● To do
Locate, in the data below, the line that contains "I want to give" and the line that contains "instead of helper"; reproduce exactly those two lines and every line between them, nothing more.

● Source material
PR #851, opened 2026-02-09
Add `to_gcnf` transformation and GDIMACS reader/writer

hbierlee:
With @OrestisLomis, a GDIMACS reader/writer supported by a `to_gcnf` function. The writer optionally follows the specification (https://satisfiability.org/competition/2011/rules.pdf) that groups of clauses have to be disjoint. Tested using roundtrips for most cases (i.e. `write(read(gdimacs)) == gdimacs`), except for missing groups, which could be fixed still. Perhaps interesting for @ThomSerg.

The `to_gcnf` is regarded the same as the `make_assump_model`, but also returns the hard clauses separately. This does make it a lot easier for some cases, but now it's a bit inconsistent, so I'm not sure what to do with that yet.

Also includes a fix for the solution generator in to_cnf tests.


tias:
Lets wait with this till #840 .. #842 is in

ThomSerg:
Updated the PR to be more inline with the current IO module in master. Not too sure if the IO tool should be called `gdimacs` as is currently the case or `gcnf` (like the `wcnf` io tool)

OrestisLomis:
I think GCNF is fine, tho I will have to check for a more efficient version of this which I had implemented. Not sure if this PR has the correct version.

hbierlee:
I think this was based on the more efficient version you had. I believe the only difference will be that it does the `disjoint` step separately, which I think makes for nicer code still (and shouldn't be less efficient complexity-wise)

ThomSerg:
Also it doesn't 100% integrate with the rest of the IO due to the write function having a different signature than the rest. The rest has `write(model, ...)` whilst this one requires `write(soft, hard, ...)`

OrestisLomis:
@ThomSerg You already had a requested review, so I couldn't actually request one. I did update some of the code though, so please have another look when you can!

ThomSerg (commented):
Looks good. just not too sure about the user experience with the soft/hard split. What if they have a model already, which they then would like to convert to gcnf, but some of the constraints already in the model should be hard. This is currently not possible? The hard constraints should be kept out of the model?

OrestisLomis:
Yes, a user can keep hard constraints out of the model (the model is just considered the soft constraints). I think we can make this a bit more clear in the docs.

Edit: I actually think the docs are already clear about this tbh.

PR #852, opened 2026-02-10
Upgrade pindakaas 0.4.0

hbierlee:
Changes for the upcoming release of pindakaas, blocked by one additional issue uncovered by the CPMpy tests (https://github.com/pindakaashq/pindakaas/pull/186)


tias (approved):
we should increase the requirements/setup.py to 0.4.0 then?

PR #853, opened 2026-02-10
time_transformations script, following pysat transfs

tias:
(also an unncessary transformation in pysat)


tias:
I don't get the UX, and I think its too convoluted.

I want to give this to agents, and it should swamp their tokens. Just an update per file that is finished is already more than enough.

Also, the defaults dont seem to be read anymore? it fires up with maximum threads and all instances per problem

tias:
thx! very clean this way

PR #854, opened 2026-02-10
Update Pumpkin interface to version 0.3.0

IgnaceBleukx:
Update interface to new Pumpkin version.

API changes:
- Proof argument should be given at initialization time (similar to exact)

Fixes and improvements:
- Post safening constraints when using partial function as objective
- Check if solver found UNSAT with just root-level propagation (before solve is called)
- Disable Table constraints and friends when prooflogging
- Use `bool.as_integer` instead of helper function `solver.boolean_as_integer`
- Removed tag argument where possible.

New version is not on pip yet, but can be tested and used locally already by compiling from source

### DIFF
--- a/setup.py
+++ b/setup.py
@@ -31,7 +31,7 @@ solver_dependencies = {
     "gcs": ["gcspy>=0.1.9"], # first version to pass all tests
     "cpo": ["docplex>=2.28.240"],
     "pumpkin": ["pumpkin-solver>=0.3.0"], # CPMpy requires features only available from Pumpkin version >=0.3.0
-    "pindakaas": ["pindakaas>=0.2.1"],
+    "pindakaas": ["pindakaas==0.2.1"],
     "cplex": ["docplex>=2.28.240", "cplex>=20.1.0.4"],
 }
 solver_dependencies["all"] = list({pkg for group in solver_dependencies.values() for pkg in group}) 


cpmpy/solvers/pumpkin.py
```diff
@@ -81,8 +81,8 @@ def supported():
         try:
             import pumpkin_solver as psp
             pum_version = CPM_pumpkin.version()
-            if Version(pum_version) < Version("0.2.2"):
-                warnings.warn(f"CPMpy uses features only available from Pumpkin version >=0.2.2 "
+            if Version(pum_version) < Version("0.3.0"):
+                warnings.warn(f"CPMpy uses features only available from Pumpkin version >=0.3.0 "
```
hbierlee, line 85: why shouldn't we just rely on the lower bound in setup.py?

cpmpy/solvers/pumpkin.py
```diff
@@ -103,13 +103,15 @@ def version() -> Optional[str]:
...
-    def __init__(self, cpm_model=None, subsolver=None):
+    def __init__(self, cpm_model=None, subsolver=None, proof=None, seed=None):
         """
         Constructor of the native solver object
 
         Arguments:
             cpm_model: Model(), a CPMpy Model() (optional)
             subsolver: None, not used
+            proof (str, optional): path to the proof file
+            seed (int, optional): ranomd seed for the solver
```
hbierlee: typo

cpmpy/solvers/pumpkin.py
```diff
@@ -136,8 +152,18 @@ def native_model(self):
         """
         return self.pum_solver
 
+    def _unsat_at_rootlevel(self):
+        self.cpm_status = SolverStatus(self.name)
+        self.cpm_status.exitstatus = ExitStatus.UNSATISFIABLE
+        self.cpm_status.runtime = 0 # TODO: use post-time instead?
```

--

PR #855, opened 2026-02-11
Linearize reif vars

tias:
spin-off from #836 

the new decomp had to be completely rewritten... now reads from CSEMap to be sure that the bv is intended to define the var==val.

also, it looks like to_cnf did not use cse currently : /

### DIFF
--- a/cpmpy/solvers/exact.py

● Answer area
I want to give this to agents, and it should swamp their tokens. Just an update per file that is finished is already more than enough.

Also, the defaults dont seem to be read anymore? it fires up with maximum threads and all instances per problem

tias:
thx! very clean this way

PR #854, opened 2026-02-10
Update Pumpkin interface to version 0.3.0

IgnaceBleukx:
Update interface to new Pumpkin version.

API changes:
- Proof argument should be given at initialization time (similar to exact)

Fixes and improvements:
- Post safening constraints when using partial function as objective
- Check if solver found UNSAT with just root-level propagation (before solve is called)
- Disable Table constraints and friends when prooflogging
- Use `bool.as_integer` instead of helper function `solver.boolean_as_integer`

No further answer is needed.